Heart & Stroke
Goal – Propensity modelling
The Heart & Stroke Foundation has, for more than 60 years, been dedicated to fighting heart disease and stroke. Their work has saved thousands of lives and improved the lives of millions of others.
With the growth of Heart & Stroke’s monthly file being a strategic priority for the organization, they asked Fundraising Direct to review the current approach to the conversion of cash supporters to monthly giving and to design a more effective strategy.
Strategy – Cost effective acquisition
In order to acquire as many new monthly donors as possible in the most cost effective manner, Fundraising Direct has developed a robust process for modelling supporter bases for their propensity, or likelihood, of coming on board with a monthly gift.
Patterns of Behaviour
From past propensity modelling, we knew that historical telephone conversion calling results provide clear drivers of response, which can be used to identify those supporters most likely to come on board with a monthly gift. This is no surprise and has always been at the centre of our approach, irrespective of channel or activity.
Reducing the Cost to Acquire
By using propensity modelling and behavioural patterns, Fundraising Direct was able to determine the number of monthly givers that can be delivered from a specific audience, at a cost to acquire substantially lower than that which has historically been delivered when contacting the entire audience without taking into consideration their past behaviour.
Better Donor Experience
In addition to reducing the cost to acquire, this approach makes sure that we are speaking to donors about a way of giving that they are likely to be interested or open to. Also, it will be through a channel that they are comfortable using to communicate and donate to the organization.
Solution – Build a strategic approach
From a review of the historic program it became apparent that the monthly giving conversion approach could be improved through the use of data analytics and modelling techniques. After receiving the entire Heart & Stroke cash donor base, we set about identifying those supporters most likely to come on board with a monthly gift, and began building our strategic approach.
A Snap Shot of History
One of the key inputs for a successful model are the results from historic campaigns and the ability to create a “snap shot” of what the donors looked like before each campaign (in terms of their past behavior and profile). This meant that we can look at the factors that would have identified them as likely to give a monthly gift back before they were contacted on the previous campaign. This is then used to “describe” them in terms that an analytical model could utilize to provide a propensity grouping for each supporter.

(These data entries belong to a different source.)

Issue #31, opened 2021-03-31
SBML.jl and SciML integration


anandijain:
Hello, I've been working with @paulflang on building an SBML parser that would convert SBML ODEs into ModelingToolkit.jl form, to be used with the SciML ecosystem.

Here is the repo https://github.com/anandijain/SBML.jl/
It would not make sense for us to double up work.

If any maintainers are on slack, we have a chat for building biological model importers (SBML, CellML, bionetgen) into SciML. 
It'd be good to see how we can help y'all and still get tight integration with SciML.

laurentheirendt:
Hello @anandijain and @paulflang 😄 

Good to see your efforts! The main reason behind using `SBML_jll` and [libSBML](http://sbml.org/Software/libSBML) is that it is a well-established library and it was the most straightforward way to interface to that library from Julia without having to resort to writing a parser from scratch.

For our use case, @exaexa and I thought it would not make too much sense to implement a full Julia parser from scratch - of course, this is always welcome, but I doubt we would see any major benefits performance wise.

What I could imagine is to actually support both, a native `SBML.jl` package and a `libSBML.jl` package (that would be this one). We should also have a chat with @skeating or @fbergmann from the SBML team to get their input 👍🏼

exaexa:
I originally thought that writing the XML parser from below would be viable too, but given all the complexity in SBML specification this was not the way to go. Technically, it would be best to have the SBML schema published in a machine-accessible format and automatically generate the XML parser from it -- there have been certainly some efforts on writing the schema, but I'm not at all sure how that's going.

paulflang:
Great suggestion to hear Sarah Keating's and Frank Bergmann’s thoughts. Would also be interesting to hear were we stand with the schema.

Since you are more interested in FBA and we are more interested in ODEs and SSA, what we do with the SBML model once it is imported into Julia is different. But I see you have a `Model` type that is somewhat similar to our `SbmlModel` type. I could imagine that defining a common type would make sense (no matter if we use Julia native parsers or not, and no matter what we do downstream with the model). But I am not familiar with how FBA models are specified in SBML. So I will have to read up on that, as well as having a look at your code.

exaexa:
> But I see you have a Model type that is somewhat similar to our SbmlModel type. I could imagine that defining a common type would make sense (no matter if we use Julia native parsers or not, and no matter what we do downstream with the model).

[...]

PR #32, opened 2021-04-07
Draft for converting `Model` to `ModelingToolkit` types

paulflang:
This is not working code, but just a rough idea how `Model` can be adapted and further converted to the `ModelingToolkit` types we need. I think we still have to make several more abstract design choices, but perhaps this concrete example helps to get an idea of what is needed.

### DIFF
--- a/src/structs.jl
+++ b/src/structs.jl
@@ -63,6 +63,7 @@ bounds (in tuples `lb` and `ub`, with unit names), and objective coefficient
 (`oc`). Also may contains `notes` and `annotation`.
 """
 struct Reaction
+    mathml::String
     stoichiometry::Dict{String,Float64}
     lb::Tuple{Float64,String}
     ub::Tuple{Float64,String}
@@ -108,8 +109,8 @@ objects.
 struct Model
     parameters::Dict{String,Float64}
     units::Dict{String,Vector{UnitPart}}
-    compartments::Vector{String}
-    species::Dict{String,Species}
+    compartments::Dict{String,Float64}  # PL: Float64 to describe size
+    species::Dict{String,Tuple{Species,Float64}}  # PL: Tuple of Species and initialAmount
     reactions::Dict{String,Reaction}
     gene_products::Dict{String,GeneProduct}
     notes::Maybe{String}
--- a/src/reactionsystem.jl
+++ b/src/reactionsystem.jl
@@ -1,5 +1,9 @@
 create_var(x) = Num(Variable(Symbol(x)))
-create_param(x) = Num(Sym{ModelingToolkit.Parameter{Real}}(Symbol(x)))
+function create_param(x)
+  p = Sym{Real}(Symbol(x))
+  ModelingToolkit.toparam(p)
+  p
+end
 
 
 """ ModelingToolkit.Reaction constructor """
--- a/src/reactionsystem.jl
+++ b/src/reactionsystem.jl
@@ -1,0 +1,38 @@
+create_var(x) = Num(Variable(Symbol(x)))
+create_param(x) = Num(Sym{ModelingToolkit.Parameter{Real}}(Symbol(x)))
+
+
+""" ModelingToolkit.Reaction constructor """
+function ModelingToolkit.Reaction(reaction::Reaction; only_use_rate=true)
+    # pass
+end
+
+
+""" ReactionSystem constructor """
+function ModelingToolkit.ReactionSystem(model::Model)
+    rxs = [Reaction(reac...; only_use_rate=true) for reac in values(model.reactions)]
+    t = Variable(:t)
+    species = [create_var(spec) for spec in keys(model.species)]
+    pars = [create_param(p) for p in keys(model.parameters)]
+    comps = [create_param(c) for c in keys(model.compartments)]
+    pc = vcat(pars,comps)
+    ReactionSystem(rxs,t,species,pc)
+end
+
+
+""" ODESystem constructor """
+function ModelingToolkit.ODESystem(model::Model)
+    rs = ReactionSystem(model)
+    u0map = [create_var(k) => v[2] for (k, v) in model.species]
+    parammap = vcat([create_param(k) => v for (k,v) in model.parameters],
+                    [create_param(k) => v for (k,v) in model.compartments])
+    defaults = vcat(u0map, parammap)
+    convert(ODESystem, rs, defaults=defaults)
+end
+
+
+""" ODEProblem constructor """
+function ModelingToolkit.ODEProblem(model::Model,tspan)  # PL: Todo: add u0 and parameters argument
+    odesys = ODESystem(model)
+    ODEProblem(odesys, [], tspan)
+end
--- a/src/readsbml.jl
+++ b/src/readsbml.jl
@@ -7,7 +7,7 @@ const VPtr = Ptr{Cvoid}
 Read the SBML from a XML file in `fn` and return the contained `Model`.
 """
 function readSBML(fn::String)::Model
-    doc = ccall(sbml(:readSBML), VPtr, (Cstring,), fn)
+    doc = ccall(sbml(:readSBML), VPtr, (Cstring,), fn)  # PL: We need to promote local parameters. We may need to convert every species to extensive units.
     try
         n_errs = ccall(sbml(:SBMLDocument_getNumErrors), Cuint, (VPtr,), doc)
         for i = 0:n_errs-1
@@ -203,6 +203,7 @@ function extractModel(mdl::VPtr)::Model
 
         # kinetic laws store a second version of the bounds and objectives
         kl = ccall(sbml(:Reaction_getKineticLaw), VPtr, (VPtr,), re)
+        mathml = ccall(sbml(:KineticLaw_getMath), VPtr, (VPtr,), kl)  # PL: get MathML of kineticLaw; may need further conversion to XML string or EzXML node before converting to a symbolic formula via MathML.jl unless a future version of MathML accepts VPtr arguments.
         if kl != C_NULL
             for j = 1:ccall(sbml(:KineticLaw_getNumParameters), Cuint, (VPtr,), kl)
                 p = ccall(sbml(:KineticLaw_getParameter), VPtr, (VPtr, Cuint), kl, j - 1)
@@ -279,6 +280,7 @@ function extractModel(mdl::VPtr)::Model
 
         reid = unsafe_string(ccall(sbml(:Reaction_getId), Cstring, (VPtr,), re))
         reactions[reid] = Reaction(
+            mathml,
             stoi,
             lb,
             ub,
--- a/src/stuct_suggestions.jl
+++ b/src/stuct_suggestions.jl
@@ -1,0 +1,79 @@
+### This file suggest to possibilities of adapting the types to accommodate also dynamic models
+
+############# Version 1 #################
+abstract type Reaction end
+abstract type Species end
+abstract type SbmlModel end
+
+struct DynamicSpecies <: Species
+    initialAmout::Float64
+    # etc
+end
+
+struct FbaSpecies <: Species
+    # etc
+end
+
+struct DynamicReaction <: Reaction
+    kineticLaw::String
+    # etc
+end
+
+struct FbaReaction <: Reaction
+    lb::Float64
+    ub::Float64
+    # etc
+end
+
+struct DynamicReactionModel <: SbmlModel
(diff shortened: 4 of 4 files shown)


anandijain:
@laurentheirendt if you have a sec to peek this and perhaps https://github.com/SciML/ModelingToolkit.jl/blob/master/test/reactionsystem.jl and https://github.com/SciML/Catalyst.jl/issues/312 it would be good to have some context supporting tomorrows meeting.
Thanks!

src/structs.jl
```diff
@@ -63,6 +63,7 @@ bounds (in tuples `lb` and `ub`, with unit names), and objective coefficient
 (`oc`). Also may contains `notes` and `annotation`.
 """
 struct Reaction
+    mathml::String
```
anandijain, line 66: Maybe use XML node if possible? I suppose it might not work

exaexa:
Hi everyone! Do we have some example SBML that would contain all these features?

Also, if I get it correctly, the aim here is to extract:
- the formula that's specified in MathML
- initialAmount for species
- compartment sizes
...anything else?

paulflang:
Hi @exaexa . [This](https://github.com/anandijain/SBML.jl/blob/main/test/data/case01.xml) would be a simplistic example containing a `rateLaw`, `initialAmount` and compartment `size`.

After yesterday's meeting we decided to use different concrete types do describe `Fba` and `DynamicReactionModels` (all subtyping the same abstract model, for instance called `SbmlModel`; we did not decide on precise namings yet). Later I realised the following (copying over from Slack):

> If we create different types for `FbaModel` and `DynamicReactionModel` to accommodate that in dynamics models `Species` need a `initialAmount`, and `Reactions` need a `kineticLaw` (but no upper and lower bound), we should probably also create different `Species` types (`FbaSpecies` and `DynamicSpecies`) and `Reaction` types (`FbaReaction` and `DynamicReaction`).
> Alternatively, we could just use the same types for FBA and dynamic models/species/reactions. This would mean few more fields of type `Maybe` (where `const Maybe{X} = Union{Nothing,X}`). It would also mean that a downstream program would not know if a Model is FBA or dynamic. Or we could do hybrid, where the distinction is only on the Model level.
> Either way, the API would stay the same `m = readSBML("myModel.xml")` .

What are your thoughts on that?

Also we need to figure out how to solve extensive/intensive unit problem as discussed in #31 today.

There are other things that can be specified in SBML (mass conservation equations and quasi steady-state approximations), but for now the three points you mentioned are what we would need.

exaexa:
OK great, so the list expands to this:

- the kinetic law formula that's specified in MathML (side note: what does it mean if there's a compartment written in the equation?)
- all parameters + possibly notes
- initialAmount for species
- compartment metadata, incl. sizes
- multiple subtypes of reactions and species (this can be handled quite easily using some variant type on the reaction list, would you have a sample with `DynamicReaction` etc?)
- unit checks for everything, possibly `hasOnlySubstanceUnits` handling

Technical:
- do we want to reparse the MathML? SBML gives some access to the DOM of it, which I can pull to julia as a structure.
- what's `FbaReaction` and `DynamicReactions`? (preferably, are there examples?)

paulflang:
> what does it mean if there's a compartment written in the equation?

The units of reactions have to be in amount per time, not amount per volume per time.

anandijain:
image

From the spec. I think case 1 will be the fastest to get working for our two cases (FBA and ODE).

But perhaps the "correct" way is strictly following the image, where specific subtypes require not a Maybe but a concrete type.

paulflang:
@anandijain : so are you suggesting that all the things in the image should become abstract types in the long run. and each of them might have different concrete types?

For instance
```
abstract type Species end

struct FbaSpecies <: Species
    ...
end

struct DynamicSpecies <: Species
    ...
end
```

anandijain:
I was thinking, where T is just a pointer to the XML or C++ struct. Because we really want to avoid just building a duplicate copy of the C++ stuff

```julia
# all Option types
struct SubModel <: Model 
    a::Union{Nothing, T}
    b::Union{Nothing, T}
    #...
end
```
I'm not really sure this is the best design, it just to me looks the most similar to that snippet from the spec

paulflang:
If all the fiels are `Union{Nothing, T}`, then we do no longer need different types anymore, right. So we could just do:
```Julia
struct Model 
    a::Union{Nothing, T}
    b::Union{Nothing, T}
    #...
end
```
But then we have the problem that when we look at an instance of `Model` we do not know if it is FBA, dynamic or whatever.

anandijain:
>do we want to reparse the MathML? SBML gives some access to the DOM of it, which I can pull to julia as a structure.

@exaexa have you glanced at the readme for https://github.com/SciML/MathML.jl ? Essentially we would want a way to get back equations/variables in https://github.com/JuliaSymbolics/Symbolics.jl types

anandijain:
> If all the fields are `Union{Nothing, T}`, then we do no longer need different types anymore, right. So we could just do:
> 
> ```julia
> struct Model 
>     a::Union{Nothing, T}
>     b::Union{Nothing, T}
>     #...
> end
> ```
> 
> But then we have the problem that when we look at an instance of `Model` we do not know if it is FBA, dynamic or whatever.

I think we could make subtypes and design the interface so that 
a subtype `FbaModel <: Model` must implement these methods for it to satisfy being an FbaModel. 

I think a similar way could be done for convert(ODEsystem, Model) or convert(ReactionSys, Model)

paulflang:
Sorry, what does it mean for a type to implement methods? I thought types implement no other methods than their constructors. But methods can be constrained to only accept certain types. Where am I wrong? And what does "these" refer to in

> a subtype FbaModel <: Model must implement these methods

paulflang:
also, the next problem we face is that in `a::Union{Nothing,T}` `a` might be of different type in an FBA model compared to a dynamic model. To give you a concrete example, if `a` is a `Reaction`, then `Reactions` in FBA models contain upper and lower bounds, whereas `Reactions` in dynamic models contain a kineticLaw instead.

anandijain:
im treating all T as ptr to a node of s expr. if this is the wrong way to think about it lmk though

exaexa:
I suggest not worrying about precise types of everything now, I'll see what's gonna be best when implementing it. The model in SBML.jl should be descriptive (in the libsbml sense), although incomplete; at the same time accessible programatically from Julia. We can make functions that "simplify" the loaded model to domain-specific data subset, like the `getS` we have for constraint-based models. That should hopefully solve the problem with Fba* vs Dynamic* type variants. There is no point in making actual subtypes here, as there are (as far as I get it) no functions that would need to transparently work on both variants.

@anandijain I guess I can convert stuff from libsbml representation directly into Symbolic without much trouble, would that work for you? Technically I'd try to do this using some parts of MathML.jl, likely patching it a bit in the process.

exaexa:
> im treating all T as ptr to a node of s expr. if this is the wrong way to think about it lmk though

well the purpose of SBML.jl is to prevent the complexity and dangers of handling anything pointy, so I guess we're not going for actual pointers.

Regarding your code, `T` there seems a bit like a type variable (aka template type aka type parameter, depending on what type language you like). For julia specifics, it is missing the `where {T ...}` part that would specify what it can become.

anandijain:
> @anandijain I guess I can convert stuff from libsbml representation directly into Symbolic without much trouble, would that work for you? Technically I'd try to do this using some parts of MathML.jl, likely patching it a bit in the process.

amazing!

paulflang:
Sounds great! So the kineticLaw will already be Symbolic, i.e. contain parameters and variables as Symbolic (of type `Num` I believe). `Model.parameter` is currently of type `Dict{String,Float64}`. Would it make sense to make it `Dict{Num,Float64}`, then (analogous for `Model.species`)?

laurentheirendt:
I am not sure if the prefix `FBA` is appropriate. Along the lines of `DynamicReactionModel`, we could think of `SystemsBiologyModel`. What do you think?

paulflang:
The way I understood @exaexa is that he won't implement subtypes of `Model`.  

But `SystemsBiology` would include every FBA, Dynamic Models, Boolean Models (of which I do not even know if they can be soecified in SBML). So I think that would not be the right name.

laurentheirendt:
Maybe then `ConstraintBasedModel` would fit best

exaexa:
@paulflang I just noticed that there's also a `initialConcentration` property supported by SBML. Is that used? (It would clarify a bit of things for me, unfortunately now the SBML specification is completely opaque for me in this direction).

paulflang:
`initialConcentration` is frequently used, but not in the model I've sent you. I find page 50 last paragraph of [this document useful](http://sbml.org/Special/specifications/sbml-level-3/version-2/core/release-2/sbml-level-3-version-2-release-2-core.pdf).

But we want to use extensive quantities throughout `ReactionSystem`.

- So if `initialConcentration` is used, we will have to multiply with compartment `size` to get the amount.
- If a species `hasOnlySubstanceUnits=false`, we will have to modify all occurences of this species (e.g. in `kineticLaw`s) accordingly (still waiting for a response on #31 to clarify this).

exaexa:
I'm still completely confused about the semantics there, esp. the meaning of `hasOnlySubstanceUnits`. :sweat_smile: 

There are apparently 5 possibilities for the species
- `initialConcentration` is set, hOSU is `false`
- `initialConcentration` is set, hOSU is `true`
- `initialAmount` is set, hOSU is `false`
- `initialAmount` is set, hOSU is `true`
- nothing of the above is set

are there any other "states" of the species to represent?

paulflang:
So am I. In SBML Level 2 there is also the possibility of having either initialConcentration or initialAmount and hOSU just not there:
```
<species metaid="COPASI2" id="A" name="A" compartment="compartment" initialConcentration="1" boundaryCondition="false" constant="false">
```

But perhaps we should forget about all other levels than 3 for now.

We can also raise a not implemented error if `boundaryCondition` or `constant` are true, but in the long run we'd probably want to have these attributes (if I remember correctly, they indicate if species shall not be consumed or produced even if they appear in reactions).

We also need the `compartment` attribute to calculate `initialAmounts` in case only `initialConcentrations` are given.

exaexa:
> So am I.
Ah, semantic chaos!!! :grinning: 

> In SBML Level 2 there is also the possibility of having either initialConcentration or initialAmount and hOSU just not there:
> 
> ```
> <species metaid="COPASI2" id="A" name="A" compartment="compartment" initialConcentration="1" boundaryCondition="false" constant="false">
> ```
> 
> But perhaps we should forget about all other levels than 3 for now.

Also, I just noticed that the spec in SBML docs does say that if the thing is concentration based, hOSU should be _set_, but doesn't specify to what value it should be set. :D

> 
> We can also raise a not implemented error if `boundaryCondition` or `constant` are true, but in the long run we'd probably want to have these attributes (if I remember correctly, they indicate if species shall not be consumed or produced even if they appear in reactions).

Technically, in SBML I can amass whatever number of flags that I can parse out reliably (SBML.jl is about data representation, not about interpretation). I should add `constant` because that really looks most useful now.

> 
> We also need the `compartment` attribute to calculate `initialAmounts` in case only `initialConcentrations` are given.

Compartment ID is already there, I'll check if compartments have sizes.

paulflang:
> Also, I just noticed that the spec in SBML docs does say that if the thing is concentration based, hOSU should be set, but doesn't specify to what value it should be set.

Can you ping Sarah or Frank with this (I cannot mention them here in this thread)?

> I should add `constant` because that really looks most useful now.

Maybe add `boundaryConditions` as well? Then its done for good.

anandijain:
>Can you ping Sarah or Frank with this (I cannot mention them here in this thread)? 

Yes you can. It only recommends contributors though.

@fbergmann @skeating Maybe you could provide a little context for this? We would greatly appreciate it!

exaexa:
News: compartments and everything else should be in #39 .

fbergmann:
> > Also, I just noticed that the spec in SBML docs does say that if the thing is concentration based, hOSU should be set, but doesn't specify to what value it should be set.
> 
> Can you ping Sarah or Frank with this (I cannot mention them here in this thread)?
> 
> > I should add `constant` because that really looks most useful now.
> 
> Maybe add `boundaryConditions` as well? Then its done for good.

Indeed these attributes all had default values in SBML Level 2, in SBML Level 3 these had been removed. I would use for concentration based species: 

```
       initialConcentration="1" 
       substanceUnits="substance"  <-- replace with what specific unit it was
       hasOnlySubstanceUnits="false"  
       boundaryCondition="false" 

```

i hope this helps

laurentheirendt:
closing in favor of #40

Group the Active Cash Donors
The next step was to develop “clusters” of data that would group the Heart & Stroke cash donors into similar groups, with each of these groups corresponding to a particular set of drivers that had been seen to indicate an increased likelihood response to monthly giving asks on past campaigns. These drivers can be used in combination to find less obvious patterns of behaviour in large sets of data, such as the cash giving file of the Heart & Stroke foundation.
Once the drivers and clusters were finalized, a predictive model was created using various methods, including logistical regression and decision trees, developed for each group of donors in each dataset.
Selecting the Best Converters
The final stage of this program was to validate the various models by comparing their performance against historical calling data.
This enabled us to select the best performing groups of data and design programs to convert the highest possible number of new Heart & Stroke monthly donors at the lowest possible cost to acquire.
Results – COA reduced by 50%
The propensity modelling program delivered a Cost to Acquire that was 50% less than on previous campaigns to this audience, with a corresponding doubling of the ROI that was originally being delivered on this campaign.